Short Bio

Dr. Xia Ning is an Associate Professor in the Biomedical Informatics Department, and the Computer Science and Engineering Department, The Ohio State University. She received her Ph.D. in Computer Science and Engineering from the University of Minnesota, Twin Cities, in 2012. Ning’s research is on Artificial Intelligence (AI) and Machine Learning (ML) with applications in drug discovery, health care, and e-commerce. Her research has been highly interdisciplinary. Her lab develops innovative and effective AI models and computational methods to derive knowledge from heterogeneous big data, conduct modeling, ranking, classification, prediction, and generation, etc., and ultimately solve critical and real high-impact problems. Specific applications include new molecule generation and drug candidate prioritization for drug discovery, cancer drug selection for precision medicine, drug repurposing for Alzheimer’s Disease, and information retrieval from electronic medical records. Ning won the 10-Years-Highest-Impact-Paper Award, IEEE International Conference on Data Mining (ICDM) in 2020.
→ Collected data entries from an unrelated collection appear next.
PR #77, opened 2016-08-01
Automatically repairing scheduler implementation

dgrnbrg:
This PR implements a new scheduler called `RepairScheduler`. This helps frameworks handle failure & restarts for persistent-disk based applications.

This is implementation complete, but still needs tests that do not depend on the proprietary libraries they were originally developed against.

### DIFF
--- a/src/main/java/org/apache/mesos/config/RepairConfiguration.java
+++ b/src/main/java/org/apache/mesos/config/RepairConfiguration.java
@@ -1,0 +1,93 @@
+package org.apache.mesos.config;
+
+import com.fasterxml.jackson.annotation.JsonCreator;
+import com.fasterxml.jackson.annotation.JsonProperty;
+
+/**
+ * Represents the repair configuration in JSON.
+ */
+public class RepairConfiguration {
+    @Override
+    public boolean equals(Object o) {
+        if (this == o) {
+        return true;
+        }
+        if (o == null || getClass() != o.getClass()) {
+            return false;
+        }
+
+        RepairConfiguration that = (RepairConfiguration) o;
+
+        if (gracePeriodMins != that.gracePeriodMins) {
+            return false;
+        }
+        if (repairDelaySecs != that.repairDelaySecs) {
+            return false;
+        }
+        return enableReplacement == that.enableReplacement;
+
+    }
+
+    @Override
+    public int hashCode() {
+        int result = gracePeriodMins;
+        result = 31 * result + repairDelaySecs;
+        result = 31 * result + (enableReplacement ? 1 : 0);
+        return result;
+    }
+
+    @JsonProperty("repair_in_place_grace_period_mins")
+    private int gracePeriodMins;
+    @JsonProperty("min_delay_between_repairs_secs")
+    private int repairDelaySecs;
+    @JsonProperty("enable_replacement")
+    private boolean enableReplacement;
+
+    public  RepairConfiguration() {}
+
+    @JsonCreator
+    public RepairConfiguration(
+            @JsonProperty("repair_in_place_grace_period_mins") int gracePeriodMins,
+            @JsonProperty("min_delay_between_repairs_secs") int repairDelaySecs,
+            @JsonProperty("enableReplacement") boolean enableReplacement) {
+        this.gracePeriodMins = gracePeriodMins;
+        this.repairDelaySecs = repairDelaySecs;
+        this.enableReplacement = enableReplacement;
+    }
+
+    public boolean isReplacementEnabled() {
+        return enableReplacement;
+    }
+
+    @JsonProperty("enable_replacement")
+    public void setEnableReplacement(boolean enableReplacement) {
+        this.enableReplacement = enableReplacement;
+    }
+
+    public int getRepairDelaySecs() {
+        return repairDelaySecs;
+    }
+
+    @JsonProperty("min_delay_between_repairs_secs")
+    public void setRepairDelaySecs(int repairDelaySecs) {
+        this.repairDelaySecs = repairDelaySecs;
+    }
+
+    public int getGracePeriodMins() {
+        return gracePeriodMins;
+    }
+
+    @JsonProperty("repair_in_place_grace_period_mins")
+    public void setGracePeriodMins(int gracePeriodMins) {
+        this.gracePeriodMins = gracePeriodMins;
+    }
+
+    @Override
+    public String toString() {
+        return "RepairConfiguration{" +
+                "gracePeriodMins=" + gracePeriodMins +
+                ", repairDelaySecs=" + repairDelaySecs +
+                ", enableReplacement=" + enableReplacement +
+                '}';
+    }
+}
--- a/src/main/java/org/apache/mesos/scheduler/repair/RepairOfferRequirementProvider.java
+++ b/src/main/java/org/apache/mesos/scheduler/repair/RepairOfferRequirementProvider.java
@@ -1,0 +1,51 @@
+package org.apache.mesos.scheduler.repair;
+
+import org.apache.mesos.Protos.TaskInfo;
+import org.apache.mesos.config.ConfigStoreException;
+import org.apache.mesos.offer.InvalidRequirementException;
+import org.apache.mesos.offer.OfferRequirement;
+import org.apache.mesos.scheduler.plan.Block;
+import org.apache.mesos.scheduler.repair.monitor.FailureMonitor;
+
+import java.util.Optional;
+
+/**
+ * Implementions of this know how to relaunch tasks from a framework when those tasks crash or fail.
+ * <p>
+ * The method {@link RepairOfferRequirementProvider#getReplacementOfferRequirement(TaskInfo)} is called once a given
+ * task crashes. The implementation should look at the given {@link TaskInfo} in order to know which task it's
+ * replacing, and where that task's resources & data have been reserved.
+ * <p>
+ * The method {@link RepairOfferRequirementProvider#maybeGetNewOfferRequirement(String, Block)} is called once the
+ * framework's {@link FailureMonitor} decides that a task has permanently failed, and we should try to find a new
+ * location to run it. Typicaly, this means that if the task represented a database, the data on that node is
+ * permanently lost.
+ */
+public interface RepairOfferRequirementProvider {
+    /**
+     * Possibly returns an {@link OfferRequirement} that will replace a missing task.
+     * <p>
+     * Implementations should not try to relaunch the current {@link Block}'s task.
+     *
+     * @param targetConfigName The current configuration we're moving towards
+     * @param currentBlock     The current {@link Block} being executed
+     * @return {@link OfferRequirement} to relaunch a failed task, or none if all tasks are present
+     * @throws InvalidRequirementException
+     * @throws ConfigStoreException
+     */
+    Optional<OfferRequirement> maybeGetNewOfferRequirement(String targetConfigName, Block currentBlock)
+            throws InvalidRequirementException, ConfigStoreException;
+
+    /**
+     * Computes a new {@link OfferRequirement} that will relaunch-in-place the given {@link TaskInfo}.
+     * <p>
+     * This will only be called when the argument is in a terminal state, before the {@link FailureMonitor} decides that
+     * task is definitely gone forever. The implementation should ensure it's reusing the resources that were reserved
+     * by the given {@literal terminatedTask}.
+     *
+     * @param terminatedTask The task that has stopped and needs to be relaunched.
+     * @return {@link OfferRequirement} to relaunch the stopped task in place
+     * @throws InvalidRequirementException
+     */
+    OfferRequirement getReplacementOfferRequirement(TaskInfo terminatedTask) throws InvalidRequirementException;
+}
--- a/src/main/java/org/apache/mesos/scheduler/repair/RepairResource.java
+++ b/src/main/java/org/apache/mesos/scheduler/repair/RepairResource.java
@@ -1,0 +1,37 @@
+package org.apache.mesos.scheduler.repair;
+
+import org.apache.commons.logging.Log;
+import org.apache.commons.logging.LogFactory;
+
+import javax.ws.rs.GET;
+import javax.ws.rs.Path;
+import javax.ws.rs.Produces;
+import javax.ws.rs.core.MediaType;
+import java.util.concurrent.atomic.AtomicReference;
+
+/**
+ * Simple endpoint to expose repair state information.
+ * <p>
+ * Renders the stopped tasks and failed tasks as JSON, so that the operator can understand the status of the system.
+ */
+@Path("/v1/repair")
+public class RepairResource {
+    private static final Log log = LogFactory.getLog(RepairResource.class);
+
+    private final AtomicReference<RepairStatus> repairStatus;
+
+    public RepairResource(AtomicReference<RepairStatus> repairStatus) {
+        this.repairStatus = repairStatus;
+    }
+
+    @GET
+    @Produces(MediaType.APPLICATION_JSON)
+    public RepairStatus repair() {
+        try {
+            return repairStatus.get();
+        } catch (Exception ex) {
+            log.error("Failed to fetch data with exception:", ex);
+            throw ex;
+        }
+    }
+}
--- a/src/main/java/org/apache/mesos/scheduler/repair/RepairScheduler.java
+++ b/src/main/java/org/apache/mesos/scheduler/repair/RepairScheduler.java
@@ -1,0 +1,177 @@
+package org.apache.mesos.scheduler.repair;
+
+import org.apache.commons.logging.Log;
+import org.apache.commons.logging.LogFactory;
+import org.apache.mesos.Protos.Offer;
+import org.apache.mesos.Protos.Offer.Operation;
+import org.apache.mesos.Protos.OfferID;
+import org.apache.mesos.Protos.TaskInfo;
+import org.apache.mesos.SchedulerDriver;
+import org.apache.mesos.offer.OfferAccepter;
+import org.apache.mesos.offer.OfferEvaluator;
+import org.apache.mesos.offer.OfferRecommendation;
+import org.apache.mesos.offer.OfferRequirement;
+import org.apache.mesos.scheduler.plan.Block;
+import org.apache.mesos.scheduler.repair.constrain.LaunchConstrainer;
+import org.apache.mesos.scheduler.repair.monitor.FailureMonitor;
+import org.apache.mesos.state.StateStore;
+
+import java.util.*;
+import java.util.concurrent.atomic.AtomicReference;
+import java.util.stream.Collectors;
+
+/**
+ * This class provides the core functionality of the automatic repair mechanisms.
+ */
+public class RepairScheduler {
+    private final Log log = LogFactory.getLog(getClass());
+
+    private final String targetConfigName;
+    private final StateStore stateStore;
+    private final OfferAccepter offerAccepter;
+    private final TaskFailureListener failureListener;
+    private final RepairOfferRequirementProvider offerReqProvider;
+    private final FailureMonitor failureMonitor;
+    private final LaunchConstrainer launchConstrainer;
+    private final AtomicReference<RepairStatus> repairStatusRef;
+
+    public RepairScheduler(
+            String targetConfigName,
+            StateStore stateStore,
+            TaskFailureListener failureListener,
+            RepairOfferRequirementProvider offerReqProvider,
+            OfferAccepter offerAccepter,
+            LaunchConstrainer launchConstrainer,
+            FailureMonitor failureMonitor,
+            AtomicReference<RepairStatus> repairStatusRef) {
+        this.targetConfigName = targetConfigName;
+        this.stateStore = stateStore;
+        this.offerReqProvider = offerReqProvider;
+        this.offerAccepter = offerAccepter;
+        this.failureMonitor = failureMonitor;
+        this.launchConstrainer = launchConstrainer;
+        this.repairStatusRef = repairStatusRef;
+        this.failureListener = failureListener;
+    }
+
+    /**
+     * This function runs the repair logic. It should be invoked periodically.
+     *
+     * This function is synchronized in order to avoid launchConstrainer race conditions.
+     * The situation we need to avoid is 2 threads getting approval from the launchConstrainer, when only one should
+     * have been allowed to proceed. If this issue was dealt with via another mechanism, we could make this function
+     * unsynchronized.
+     *
+     * @param driver The current SchedulerDriver
+     * @param offers A list of offers to use to launch tasks
+     * @param block The current block, or null if there isn't any
+     * @return IDs of accepted offers
+     * @throws Exception
+     */
+    public synchronized List<OfferID> resourceOffers(SchedulerDriver driver, List<Offer> offers, Block block)
+            throws Exception {
+        List<OfferID> acceptedOffers = new ArrayList<>();
+        List<TaskInfo> terminatedTasks = new ArrayList<>(getTerminatedTasks(block));
+
+        // Compute the stopped and failed pool for UI
+        RepairStatus oldStatus = repairStatusRef.get();
+        if (oldStatus == null) {
+            oldStatus = new RepairStatus(Collections.emptyList(), Collections.emptyList());
+        }
+        List<String> oldFailed = oldStatus.getFailed();
+        List<String> newFailed = new ArrayList<>(terminatedTasks.stream()
+                .filter(failureMonitor::hasFailed)
+                .map(TaskInfo::getName)
+                .collect(Collectors.toList()));
+        newFailed.addAll(oldFailed);
+        //TODO (ghartman) possibly write this list down in ZK, to ensure the UI doesn't change upon restart
+        newFailed = newFailed.stream().distinct().collect(Collectors.toList());
+        List<String> newStopped = terminatedTasks.stream()
+                .filter(it -> !failureMonitor.hasFailed(it))
+                .map(TaskInfo::getName)
+                .collect(Collectors.toList());
+
+        Optional<OfferRequirement> offerReq = Optional.empty();
+        boolean replacingFailed = false;
+
+        if (terminatedTasks.size() > 0) {
+            TaskInfo terminatedTask = terminatedTasks.get(new Random().nextInt(terminatedTasks.size()));
+            log.info("Found stopped task");
+            if (failureMonitor.hasFailed(terminatedTask)) {
+                log.info("Marking stopped task as failed");
+                failureListener.taskFailed(terminatedTask.getTaskId());
+            } else {
+                log.info("Relaunching stopped task in place");
+                offerReq = Optional.of(offerReqProvider.getReplacementOfferRequirement(terminatedTask));
+            }
+        } else {
+            log.info("Launching a failed task");
+            replacingFailed = true;
+            offerReq = offerReqProvider.maybeGetNewOfferRequirement(targetConfigName, block);
+        }
+
+        if (offerReq.isPresent() && launchConstrainer.canLaunch(offerReq.get())) {
+            log.info("Preparing to launch task");
+            OfferEvaluator offerEvaluator = new OfferEvaluator();
+            List<OfferRecommendation> recommendations = offerEvaluator.evaluate(offerReq.get(), offers);
+            if (!recommendations.isEmpty()) {
+                // we're replacing some task(s)
+                Set<String> relaunchedTasks = recommendations.stream()
+                        .filter(it -> it.getOperation().hasLaunch())
+                        .flatMap(it -> it.getOperation().getLaunch().getTaskInfosList().stream())
+                        .map(TaskInfo::getName)
+                        .collect(Collectors.toSet());
+                if (replacingFailed) {
+                    // we'll filter their names out of the failed pool
+                    newFailed = newFailed.stream()
+                            .filter(it -> !relaunchedTasks.contains(it))
+                            .collect(Collectors.toList());
+                } else {
+                    // we'll filter their names out of the stopped pool
+                    newStopped = newStopped.stream()
+                            .filter(it -> !relaunchedTasks.contains(it))
+                            .collect(Collectors.toList());
+                }
+            }
+            List<Operation> launchOperations = recommendations.stream()
+                    .map(OfferRecommendation::getOperation)
+                    .filter(Operation::hasLaunch)
+                    .collect(Collectors.toList());
+            if (launchOperations.size() > 1) {
+                throw new IllegalArgumentException("Repairs should only launch one task at a time, found "
+                        + launchOperations.size() + " tasks");
+            }
+            acceptedOffers = offerAccepter.accept(driver, recommendations);
+            if (launchOperations.size() == 1) {
+                // We could've launched nothing if the offer didn't fit
+                launchConstrainer.launchHappened(launchOperations.get(0));
+            }
+        }
+
+        repairStatusRef.set(new RepairStatus(newStopped, newFailed));
+
+        return acceptedOffers;
+    }
+
+    private Collection<TaskInfo> getTerminatedTasks(Block block) {
+        List<TaskInfo> filteredTerminatedTasks = new ArrayList<TaskInfo>();
+
+        try {
+            if (block == null) {
+                return stateStore.fetchTerminatedTasks();
+            }
+
+            String blockName = block.getName();
+            for (TaskInfo taskInfo : stateStore.fetchTerminatedTasks()) {
+                if (!taskInfo.getName().equals(blockName)) {
+                    filteredTerminatedTasks.add(taskInfo);
+                }
+            }
+        } catch (Exception ex) {
+            log.error("Stopped to fetch terminated tasks.");
+        }
+
+        return filteredTerminatedTasks;
+    }
+
+}
--- a/src/main/java/org/apache/mesos/scheduler/repair/TaskFailureListener.java
+++ b/src/main/java/org/apache/mesos/scheduler/repair/TaskFailureListener.java
@@ -1,0 +1,15 @@
+package org.apache.mesos.scheduler.repair;
+
+import org.apache.mesos.Protos.TaskID;
+
+/**
+ * Exposes simple task-oriented API for components that need to interact with the framework as a whole.
+ */
+public interface TaskFailureListener {
+    /**
+     * Notifies that the task identified by the given {@link TaskID} has failed.
+     *
+     * @param taskId The ID of the task to delete
+     */
+    void taskFailed(TaskID taskId);
+}
--- a/src/main/java/org/apache/mesos/scheduler/repair/constrain/TestingLaunchConstrainer.java
+++ b/src/main/java/org/apache/mesos/scheduler/repair/constrain/TestingLaunchConstrainer.java
@@ -1,0 +1,31 @@
+package org.apache.mesos.scheduler.repair.constrain;
+
+import org.apache.mesos.Protos.Offer.Operation;
+import org.apache.mesos.offer.OfferRequirement;
+
+/**
+ * {@link LaunchConstrainer} that makes it easy to enable/disable launches for testing.
+ * <p>
+ * Defaults to allowing all launches.
+ */
+public class TestingLaunchConstrainer implements LaunchConstrainer {
+    private boolean canLaunch;
+
+    public TestingLaunchConstrainer() {
+        this.canLaunch = false;
+    }
+
+    public void setCanLaunch(boolean canLaunch) {
+        this.canLaunch = canLaunch;
+    }
+
+    @Override
+    public void launchHappened(Operation launchOperation) {
+        // Does nothing when the launch happens
+    }
+
+    @Override
+    public boolean canLaunch(OfferRequirement offerRequirement) {
+        return this.canLaunch;
+    }
+}
--- a/src/main/java/org/apache/mesos/scheduler/repair/constrain/TimedLaunchConstrainer.java
+++ b/src/main/java/org/apache/mesos/scheduler/repair/constrain/TimedLaunchConstrainer.java
@@ -1,0 +1,38 @@
+package org.apache.mesos.scheduler.repair.constrain;
+
+import org.apache.mesos.Protos.Offer.Operation;
+import org.apache.mesos.offer.OfferRequirement;
+
+import java.util.concurrent.atomic.AtomicLong;
+
+/**
+ * Implements a {@link LaunchConstrainer} that requires a minimum number of seconds to elapse between launches, for
+ * rate-limiting purposes.
+ */
+public class TimedLaunchConstrainer implements LaunchConstrainer {
+    private AtomicLong lastLaunch;
+    private long minDelaySeconds;
+
+    /**
+     * Create a new constrainer with the given required minimum delay between recovery operations.
+     *
+     * @param minDelaySeconds Minimum number of seconds between each launch
+     */
+    public TimedLaunchConstrainer(long minDelaySeconds) {
+        this.minDelaySeconds = minDelaySeconds;
+        this.lastLaunch = new AtomicLong(0);
+    }
+
+    @Override
+    public void launchHappened(Operation launchOperation) {
+        if (!canLaunch(null)) {
+            throw new RuntimeException("It hasn't been long enough since the last launch");
+        }
+        lastLaunch.compareAndSet(lastLaunch.get(), System.currentTimeMillis());
+    }
+
+    @Override
+    public boolean canLaunch(OfferRequirement offerRequirement) {
+        return (lastLaunch.get() + minDelaySeconds * 1000) < System.currentTimeMillis();
+    }
+}
--- a/build.gradle
+++ b/build.gradle
@@ -96,7 +96,7 @@ ext {
 }
 
 group = "mesosphere"
-version = "0.4.29-SNAPSHOT"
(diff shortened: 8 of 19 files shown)


gabrielhartmann:
@dgrnbrg: This doesn't build.  `./gradlew clean build` yields:
```
$ ./gradlew clean build
:clean
:acme-scheduler-example:clean UP-TO-DATE
:compileJava
Note: /Users/gabriel/tmp/dcos-commons/src/main/java/org/apache/mesos/testing/QueuedSchedulerDriver.java uses or overrides a deprecated API.
Note: Recompile with -Xlint:deprecation for details.
:compileGroovy UP-TO-DATE
:processResources UP-TO-DATE
:classes
:jar
:startScripts
:distTar
:distZip
:assemble
:checkstyleMain
[ant:checkstyle] /Users/gabriel/tmp/dcos-commons/src/main/java/org/apache/mesos/scheduler/repair/RepairController.java:3:1: Redundant import from the same package - org.apache.mesos.scheduler.repair.RepairStatus.
[ant:checkstyle] /Users/gabriel/tmp/dcos-commons/src/main/java/org/apache/mesos/scheduler/repair/RepairOfferRequirementProvider.java:15: Line is longer than 120 characters (found 121).
[ant:checkstyle] /Users/gabriel/tmp/dcos-commons/src/main/java/org/apache/mesos/scheduler/repair/RepairOfferRequirementProvider.java:19: Line is longer than 120 characters (found 126).
[ant:checkstyle] /Users/gabriel/tmp/dcos-commons/src/main/java/org/apache/mesos/scheduler/repair/RepairOfferRequirementProvider.java:20: Line is longer than 120 characters (found 121).
[ant:checkstyle] /Users/gabriel/tmp/dcos-commons/src/main/java/org/apache/mesos/scheduler/repair/RepairOfferRequirementProvider.java:39: Line is longer than 120 characters (found 161).
[ant:checkstyle] /Users/gabriel/tmp/dcos-commons/src/main/java/org/apache/mesos/scheduler/repair/RepairScheduler.java:19: Missing a Javadoc comment.
[ant:checkstyle] /Users/gabriel/tmp/dcos-commons/src/main/java/org/apache/mesos/scheduler/repair/RepairScheduler.java:63: All TODOs should be named.  e.g. "TODO (johndoe): Refactor when v2 is released."
[ant:checkstyle] /Users/gabriel/tmp/dcos-commons/src/main/java/org/apache/mesos/scheduler/repair/RepairScheduler.java:110: Line is longer than 120 characters (found 129).
[ant:checkstyle] /Users/gabriel/tmp/dcos-commons/src/main/java/org/apache/mesos/scheduler/repair/constrain/AllLaunchConstrainer.java:6:1: Redundant import from the same package - org.apache.mesos.scheduler.repair.constrain.LaunchConstrainer.
[ant:checkstyle] /Users/gabriel/tmp/dcos-commons/src/main/java/org/apache/mesos/scheduler/repair/constrain/TestingLaunchConstrainer.java:6:1: Redundant import from the same package - org.apache.mesos.scheduler.repair.constrain.LaunchConstrainer.
[ant:checkstyle] /Users/gabriel/tmp/dcos-commons/src/main/java/org/apache/mesos/scheduler/repair/constrain/TimedLaunchConstrainer.java:6:1: Redundant import from the same package - org.apache.mesos.scheduler.repair.constrain.LaunchConstrainer.
[ant:checkstyle] /Users/gabriel/tmp/dcos-commons/src/main/java/org/apache/mesos/scheduler/repair/constrain/UnconstrainedLaunchConstrainer.java:6:1: Redundant import from the same package - org.apache.mesos.scheduler.repair.constrain.LaunchConstrainer.
[ant:checkstyle] /Users/gabriel/tmp/dcos-commons/src/main/java/org/apache/mesos/scheduler/repair/monitor/FailureMonitor.java:15: Line is longer than 120 characters (found 148).
[ant:checkstyle] /Users/gabriel/tmp/dcos-commons/src/main/java/org/apache/mesos/scheduler/repair/monitor/TestingFailureMonitor.java:4:1: Redundant import from the same package - org.apache.mesos.scheduler.repair.monitor.FailureMonitor.
[ant:checkstyle] /Users/gabriel/tmp/dcos-commons/src/main/java/org/apache/mesos/scheduler/repair/monitor/TimedFailureMonitor.java:67: Line is longer than 120 characters (found 182).
:checkstyleMain FAILED

FAILURE: Build failed with an exception.

* What went wrong:
Execution failed for task ':checkstyleMain'.
> Checkstyle rule violations were found. See the report at: file:///Users/gabriel/tmp/dcos-commons/build/reports/checkstyle/main.html

* Try:
Run with --stacktrace option to get the stack trace. Run with --info or --debug option to get more log output.

BUILD FAILED

Total time: 9.225 secs
```

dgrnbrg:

Molecule optimization is a critical step in drug development to improve desired properties of drug candidates through chemical modification. In this talk, I will present a novel deep generative model Modof over molecular graphs for molecule optimization. We developed Modof leveraging the most advanced deep learning approaches that enable profound molecule structure representation learning and new molecule generation through sampling from molecule representations and encoding.  Following the rationale of fragment-based drug design, Modof modifies a given molecule by predicting a single site of disconnection at the molecule and the removal and/or addition of fragments at that site. A pipeline of multiple, identical Modof models is implemented into Modof-pipe to optimize molecules at multiple disconnection sites. Here we show that Modof-pipe can retain major molecular scaffolds, allow controls over intermediate optimization steps, and better constrain molecule similarities. Modof-pipe outperforms the state-of-the-art methods on benchmark datasets, with a 121.0% property improvement without molecular similarity constraints, and 82.0% and 10.6% improvement if the optimized molecules are at least 0.2 and 0.4 similar to those before optimization, respectively.